[[ Dataset open ]]

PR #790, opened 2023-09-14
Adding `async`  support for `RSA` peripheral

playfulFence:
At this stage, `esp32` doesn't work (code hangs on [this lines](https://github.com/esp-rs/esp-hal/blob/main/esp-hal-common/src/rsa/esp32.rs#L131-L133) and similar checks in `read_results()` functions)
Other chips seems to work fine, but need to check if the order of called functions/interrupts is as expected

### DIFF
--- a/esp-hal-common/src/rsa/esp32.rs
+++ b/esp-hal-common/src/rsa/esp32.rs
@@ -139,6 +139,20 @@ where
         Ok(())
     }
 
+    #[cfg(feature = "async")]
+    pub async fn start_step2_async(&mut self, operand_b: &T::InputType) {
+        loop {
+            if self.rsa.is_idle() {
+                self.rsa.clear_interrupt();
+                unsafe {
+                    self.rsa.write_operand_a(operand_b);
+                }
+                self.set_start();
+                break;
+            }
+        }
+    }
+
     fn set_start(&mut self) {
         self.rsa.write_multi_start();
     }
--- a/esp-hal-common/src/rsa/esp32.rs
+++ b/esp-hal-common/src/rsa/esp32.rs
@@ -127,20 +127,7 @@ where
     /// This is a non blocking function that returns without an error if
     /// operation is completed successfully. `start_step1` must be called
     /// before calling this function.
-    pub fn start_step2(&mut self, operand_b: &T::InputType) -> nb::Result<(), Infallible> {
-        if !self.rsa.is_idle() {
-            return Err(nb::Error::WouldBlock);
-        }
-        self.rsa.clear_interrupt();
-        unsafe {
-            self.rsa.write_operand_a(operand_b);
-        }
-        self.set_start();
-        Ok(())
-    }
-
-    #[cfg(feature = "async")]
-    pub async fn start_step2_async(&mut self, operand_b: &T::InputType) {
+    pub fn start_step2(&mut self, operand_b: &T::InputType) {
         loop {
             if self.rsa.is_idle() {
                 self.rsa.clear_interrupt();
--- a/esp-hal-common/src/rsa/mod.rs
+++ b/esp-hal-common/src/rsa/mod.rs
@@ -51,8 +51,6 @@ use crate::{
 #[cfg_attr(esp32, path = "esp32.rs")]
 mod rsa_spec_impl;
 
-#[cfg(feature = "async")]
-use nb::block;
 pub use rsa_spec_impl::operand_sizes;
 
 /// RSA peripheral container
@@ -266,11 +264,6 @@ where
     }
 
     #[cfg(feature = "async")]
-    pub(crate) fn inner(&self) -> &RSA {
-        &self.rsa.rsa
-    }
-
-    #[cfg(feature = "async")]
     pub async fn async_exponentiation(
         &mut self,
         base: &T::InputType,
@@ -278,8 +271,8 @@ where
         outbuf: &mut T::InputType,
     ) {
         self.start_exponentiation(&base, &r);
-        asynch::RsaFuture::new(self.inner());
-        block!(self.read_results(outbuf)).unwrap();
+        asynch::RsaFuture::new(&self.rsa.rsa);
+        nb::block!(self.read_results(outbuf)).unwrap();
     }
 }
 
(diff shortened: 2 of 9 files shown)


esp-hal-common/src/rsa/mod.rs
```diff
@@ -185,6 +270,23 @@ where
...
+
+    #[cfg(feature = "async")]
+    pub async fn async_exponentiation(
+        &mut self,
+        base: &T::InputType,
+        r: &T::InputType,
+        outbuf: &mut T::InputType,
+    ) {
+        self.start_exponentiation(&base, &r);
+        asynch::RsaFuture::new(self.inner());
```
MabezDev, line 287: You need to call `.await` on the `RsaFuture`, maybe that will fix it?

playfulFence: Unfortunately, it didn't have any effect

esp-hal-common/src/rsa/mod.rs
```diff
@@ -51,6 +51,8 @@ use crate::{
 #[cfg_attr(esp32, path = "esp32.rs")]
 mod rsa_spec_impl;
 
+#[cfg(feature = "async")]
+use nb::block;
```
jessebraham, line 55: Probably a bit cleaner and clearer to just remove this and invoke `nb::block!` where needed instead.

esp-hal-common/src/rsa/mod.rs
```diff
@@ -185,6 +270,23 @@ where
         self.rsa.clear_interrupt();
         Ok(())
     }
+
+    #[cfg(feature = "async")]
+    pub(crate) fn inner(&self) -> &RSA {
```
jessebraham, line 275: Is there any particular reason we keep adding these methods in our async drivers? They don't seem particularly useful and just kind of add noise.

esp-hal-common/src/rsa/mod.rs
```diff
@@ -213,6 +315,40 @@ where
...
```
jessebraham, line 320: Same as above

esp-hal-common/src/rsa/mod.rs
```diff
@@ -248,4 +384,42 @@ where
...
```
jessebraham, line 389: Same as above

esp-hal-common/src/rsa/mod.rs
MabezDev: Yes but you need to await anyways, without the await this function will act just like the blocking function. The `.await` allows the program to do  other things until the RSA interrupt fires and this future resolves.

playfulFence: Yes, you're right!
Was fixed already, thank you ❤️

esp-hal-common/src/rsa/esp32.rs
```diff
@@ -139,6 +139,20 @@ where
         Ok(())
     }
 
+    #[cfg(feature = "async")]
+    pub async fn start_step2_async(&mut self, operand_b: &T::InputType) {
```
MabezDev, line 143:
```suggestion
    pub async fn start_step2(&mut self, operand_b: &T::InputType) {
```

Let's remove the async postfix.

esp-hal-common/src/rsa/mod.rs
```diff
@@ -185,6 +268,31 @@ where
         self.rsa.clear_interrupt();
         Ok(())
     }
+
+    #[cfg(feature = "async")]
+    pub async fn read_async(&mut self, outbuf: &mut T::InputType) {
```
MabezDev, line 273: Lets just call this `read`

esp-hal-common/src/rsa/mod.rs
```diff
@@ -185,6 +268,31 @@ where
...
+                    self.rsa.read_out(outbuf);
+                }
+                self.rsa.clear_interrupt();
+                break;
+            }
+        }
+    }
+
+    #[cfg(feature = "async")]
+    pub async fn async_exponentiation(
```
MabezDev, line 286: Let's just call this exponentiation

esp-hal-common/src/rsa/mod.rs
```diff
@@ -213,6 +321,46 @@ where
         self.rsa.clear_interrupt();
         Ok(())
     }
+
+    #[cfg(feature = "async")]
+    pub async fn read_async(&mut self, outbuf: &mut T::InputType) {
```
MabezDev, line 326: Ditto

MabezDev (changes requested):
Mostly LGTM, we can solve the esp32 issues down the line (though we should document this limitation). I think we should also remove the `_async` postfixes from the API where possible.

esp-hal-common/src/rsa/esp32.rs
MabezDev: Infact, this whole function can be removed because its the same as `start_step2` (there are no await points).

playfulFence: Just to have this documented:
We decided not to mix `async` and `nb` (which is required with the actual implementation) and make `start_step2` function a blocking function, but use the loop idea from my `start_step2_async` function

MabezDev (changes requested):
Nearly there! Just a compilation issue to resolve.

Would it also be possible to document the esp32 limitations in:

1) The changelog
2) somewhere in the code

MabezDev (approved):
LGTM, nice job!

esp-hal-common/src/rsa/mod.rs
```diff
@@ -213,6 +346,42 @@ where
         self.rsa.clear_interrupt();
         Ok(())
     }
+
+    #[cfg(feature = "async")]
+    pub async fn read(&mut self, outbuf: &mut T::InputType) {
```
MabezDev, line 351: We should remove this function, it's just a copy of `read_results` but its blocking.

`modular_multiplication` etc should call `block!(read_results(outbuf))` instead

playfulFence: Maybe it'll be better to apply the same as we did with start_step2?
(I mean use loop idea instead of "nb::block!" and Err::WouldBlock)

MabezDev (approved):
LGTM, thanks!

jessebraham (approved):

[[ Dataset closed ]]

## Exercise
Provide every line from the material that contains the word "will".

## Task solution
MabezDev, line 287: You need to call `.await` on the `RsaFuture`, maybe that will fix it?
MabezDev: Yes but you need to await anyways, without the await this function will act just like the blocking function. The `.await` allows the program to do  other things until the RSA interrupt fires and this future resolves.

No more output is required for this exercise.